▶ **Activity**:
Set down, please, exactly the lines below that run from the line with "template's Travis config" to the line with "### LINKED ISSUE #3417: Extension", both lines included.

┄┄┄┄┄┄┄┄┄┄┄┄┄┄┄┄┄┄┄┄

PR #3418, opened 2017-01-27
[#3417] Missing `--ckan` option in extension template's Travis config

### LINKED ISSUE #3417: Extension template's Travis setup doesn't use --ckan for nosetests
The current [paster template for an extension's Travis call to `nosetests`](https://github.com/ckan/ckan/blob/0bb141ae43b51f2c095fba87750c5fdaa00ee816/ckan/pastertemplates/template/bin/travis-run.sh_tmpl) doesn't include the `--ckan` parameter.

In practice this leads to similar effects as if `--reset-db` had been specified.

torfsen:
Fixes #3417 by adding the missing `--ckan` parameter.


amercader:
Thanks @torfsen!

┄┄┄┄┄┄┄┄┄┄┄┄┄┄┄┄┄┄┄┄

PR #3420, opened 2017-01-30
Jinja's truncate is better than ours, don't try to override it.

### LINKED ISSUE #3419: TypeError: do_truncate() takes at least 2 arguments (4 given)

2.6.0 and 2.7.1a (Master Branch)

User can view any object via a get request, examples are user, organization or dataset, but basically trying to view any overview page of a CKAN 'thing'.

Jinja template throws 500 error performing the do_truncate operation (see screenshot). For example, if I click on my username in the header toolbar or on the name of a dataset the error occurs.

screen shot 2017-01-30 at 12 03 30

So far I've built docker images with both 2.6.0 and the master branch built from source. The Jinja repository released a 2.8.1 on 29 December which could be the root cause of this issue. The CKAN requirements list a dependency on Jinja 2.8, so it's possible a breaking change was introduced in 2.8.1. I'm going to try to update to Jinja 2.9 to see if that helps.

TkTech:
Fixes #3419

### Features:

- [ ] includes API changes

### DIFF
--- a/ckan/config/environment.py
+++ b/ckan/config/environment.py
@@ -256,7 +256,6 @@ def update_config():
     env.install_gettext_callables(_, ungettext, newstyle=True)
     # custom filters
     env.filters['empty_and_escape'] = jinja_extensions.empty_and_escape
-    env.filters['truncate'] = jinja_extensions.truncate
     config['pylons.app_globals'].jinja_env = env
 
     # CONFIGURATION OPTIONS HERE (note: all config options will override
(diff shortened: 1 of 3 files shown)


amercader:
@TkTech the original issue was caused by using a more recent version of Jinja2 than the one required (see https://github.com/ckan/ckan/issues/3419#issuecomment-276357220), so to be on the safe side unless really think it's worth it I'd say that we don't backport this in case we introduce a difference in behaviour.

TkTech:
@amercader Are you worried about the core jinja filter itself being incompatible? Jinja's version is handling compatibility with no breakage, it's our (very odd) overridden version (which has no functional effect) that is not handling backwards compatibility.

┄┄┄┄┄┄┄┄┄┄┄┄┄┄┄┄┄┄┄┄

▶ **Problem solution**:
[#3417] Missing `--ckan` option in extension template's Travis config

### LINKED ISSUE #3417: Extension template's Travis setup doesn't use --ckan for nosetests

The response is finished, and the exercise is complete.